Personal loans glossary
- APR. The Annual Percentage Rate (APR) is designed to be a benchmark for consumers, providing an annual summary of the cost of a loan. As well as the interest, the APR also takes into account any compulsory charges – like an “admin” or “set-up” fee (if there is one). However, crucially, lenders only have to award the advertised APR to 51% of those who take out the loan – the other 49% could be offered a different (higher) rate, at the lender’s discretion. That’s why it’s often referred to as the representative APR.
- Capital. Also referred to as the “principal” or “loan amount”, this is the original amount borrowed.
- Default. Defaulting on a loan means failing to make a pre-agreed repayment at the specified time. This will typically result in the borrower being charged a penalty plus damage to the borrower’s credit record.
- Draw down. Drawing down simply refers to the transfer of funds to the borrower at the start of a loan.
- Eligibility criteria. A list of conditions that a borrower must meet in order to be considered for a loan. These vary from lender to lender.
- Fixed rate. A fixed rate will not change for an agreed amount of time, even if market conditions mean that bank interest rates generally are increasing or decreasing. A fixed rate can be a popular option for some borrowers, and it allows them to budget with more certainty – knowing in advance the exact cost of a loan and the exact figure for each instalment.
- Guarantor. An individual who promises to repay a loan in the event that the borrower does not. Typically a friend or relative of the borrower.
- Instalment. A repayment towards an outstanding loan. This will normally consist partly of interest accrued so far, and partly of a proportion of the original sum borrowed.
- Interest rate. The interest rate is a charge for borrowing, and is a percentage of the amount of credit.
- Loan term. The amount of time over which a loan is to be repaid.
- Principal. Also referred to as the “capital” or “loan amount”, this is the original amount borrowed.
- Repayment holiday. An agreed period (normally either one or two months) where the borrower will not make repayments. The debt continues to accrue interest during this period, so taking a repayment holiday will generally increase the total cost of borrowing (and the loan term). Repayment holidays are typically offered to borrowers at the start of a loan, or at a specified frequency – for example one per year.

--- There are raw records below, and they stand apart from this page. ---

Issue #4830, opened 2026-06-28
apollo server cache control error with multiple versions of graphql appears to surface only in v17


DenyVeyten:
E.g. `.filter(isCompositeType).length` below always returns 0 because `Symbol('Object');` may be created twice at some point:
https://github.com/apollographql/apollo-server/blob/cfbfe71a936a749b68b802e6eb8e8477fe19d144/packages/server/src/plugin/cacheControl/index.ts#L80

Commit message here probably talks about the root cause https://github.com/graphql/graphql-js/commit/ffcfa3756b42cf892f9962480aaba0bef3004aa6

v16 does not have this issue

yaacovCR:
Hi, thanks for trying out v17. graphql-js in v17 as before does not support multiple versions of the package within a repository; in v17 we use symbol checks to manage this whereas previously we used `instanceof` but the hard requirement to use only a single version of the `graphql` package has not been lifted.

This is supposed to -- in development mode -- lead to a helpful error, and in production, to fail silently. Previously, development mode was managed by the `NODE_ENV` environment variable, and enabled by default unless `NODE_ENV` was set to `production`. In v17, development mode is disabled by default, but can be enabled by using the development entry points managed by the `development` condition for runtimes that support it, or enabled explicitly via the `enableDevMode` export.

You seem to be reporting a problem in production mode, with no helpful error message. Surprisingly, you write that this did not occur in v16, which is not in line of my understanding how things did/should work, is intriguing, and deserves investigation!

Are you able to include a minimal reproduction of your setup in a small github repository or other format?

Thanks again for raising this issue!

yaacovCR:
I tried to reproduce a successful case directly with v16, and was unable. My suspicion is that when using v16, you are using a single version of your setup, but when you switch to v17, you do so only partially, i.e. the "partial" switch to v17 is what is causing multiple conflicting versions of graphql.

I am going to close this issue for now, but will reopen immediately if you can provide an actionable minimal reproduction.

PR #4831, opened 2026-06-29
test: cover isCompositeType identity across package entrypoints

dosacha:
## Summary

Adds integration coverage for `isCompositeType` identity across GraphQL.js package entrypoints and module conditions.

This is related to #4830, where upstream code using:

```ts
Object.values(schema.getTypeMap()).filter(isCompositeType)
```

can observe no composite types if GraphQL type instances and predicates come from different evaluated `graphql` module instances.

## What changed

- Extended the conditional exports integration check to verify that:
  - `graphql` and `graphql/type` share the same `GraphQLObjectType`
  - `graphql` and `graphql/type` share the same `GraphQLString`
  - `graphql` and `graphql/type` share the same `isCompositeType`
  - ESM and CJS imports share the same `isCompositeType`
  - object types constructed through root, subpath, ESM, and CJS entrypoints are accepted by all `isCompositeType` predicates
- Added `require('graphql/type')` path checks alongside the existing `require('graphql')` path check.

## Why

GraphQL.js v17 type predicates rely on internal `__kind` brand symbols. If supported package entrypoints or module conditions accidentally evaluate separate GraphQL.js module instances, a type created by one entrypoint can fail a predicate imported from another entrypoint.

This test does not change duplicate-module semantics. It only ensures that the supported package entrypoints and CJS/ESM conditions preserve predicate identity for the same built package.

## Tests

Ran:

```sh
npm run node:test -- "src/type/__tests__/predicate-test.ts"
npm run node:test -- "src/jsutils/__tests__/instanceOf-test.ts"
npm run build:npm
npx prettier --check integrationTests/conditions/check.mjs integrationTests/conditions/cjs-importer.cjs
npx eslint --max-warnings 0 integrationTests/conditions/check.mjs integrationTests/conditions/cjs-importer.cjs
node --check integrationTests/conditions/check.mjs
node --check integrationTests/conditions/cjs-importer.cjs
```

Also ran a smoke check against the built npm package:

```text
Module identity, subpath identity, and path checks passed.
```

Not run:

```sh
npm run check:integrations
```

because it requires the full Docker-based integration test environment.

Refs #4830

### DIFF
--- a/integrationTests/conditions/check.mjs
+++ b/integrationTests/conditions/check.mjs
@@ -1,15 +1,40 @@
 import assert from 'node:assert';
 
-import { GraphQLObjectType as ESMGraphQLObjectType } from 'graphql';
+import {
+  GraphQLObjectType as ESMGraphQLObjectType,
+  GraphQLString as ESMGraphQLString,
+  isCompositeType as ESMIsCompositeType,
+} from 'graphql';
+import {
+  GraphQLObjectType as ESMTypeGraphQLObjectType,
+  GraphQLString as ESMTypeGraphQLString,
+  isCompositeType as ESMTypeIsCompositeType,
+} from 'graphql/type';
 
-import { CJSGraphQLObjectType, cjsPath } from './cjs-importer.cjs';
+import {
+  CJSGraphQLObjectType,
+  CJSGraphQLString,
+  CJSIsCompositeType,
+  cjsPath,
+  CJSTypeGraphQLObjectType,
+  CJSTypeGraphQLString,
+  CJSTypeIsCompositeType,
+  cjsTypePath,
+} from './cjs-importer.cjs';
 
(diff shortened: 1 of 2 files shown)


yaacovCR:
Hi, thanks for raising this PR and engaging with the repository. We appreciate it. In terms of this PR, I'm confused by #4830 => in the sense that although the internal mechanism of GraphQL schema element identify are now managed by symbols rather than `instanceof`, the underlying requirement to have a single `graphql` package in a given repo have not changed, see my comments there.

In terms of this PR, I do not think we need to add these tests. We need only a single test to prove we have imported the same package, which means our internal symbols are the same. Adding extra tests for just a single function does not do too much. Another way of thinking about this is that for completeness, we would then need to add every predicate.

Do you have any insight as to why #4830 apparently did not hit v16? That's where I'm at with this one, I have asked for a reproduction there.

Thanks again for contributing!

- Soft search. Before offering you a loan, a lender will run a “hard” search of your credit file, to see if you have a good track record with debt. This will be recorded on your credit file, and has a slight (but usually temporary) adverse effect on your credit score. That’s why it’s not a smart idea to apply for lots of loans in a short space of time. The good news is that most lenders can now run a quick “soft” search before you apply – giving you a strong indication of your chances of getting approved, without affecting your credit score.
- Unsecured. An unsecured loan does not use an asset, such as a property or vehicle, as collateral for the loan.
- Variable rate. A variable rate is the opposite of a fixed rate, and can increase or decrease over time at the lender’s discretion. Typically, variations occur as market conditions generally shift – for example in increase or decrease in the Bank of England base rate.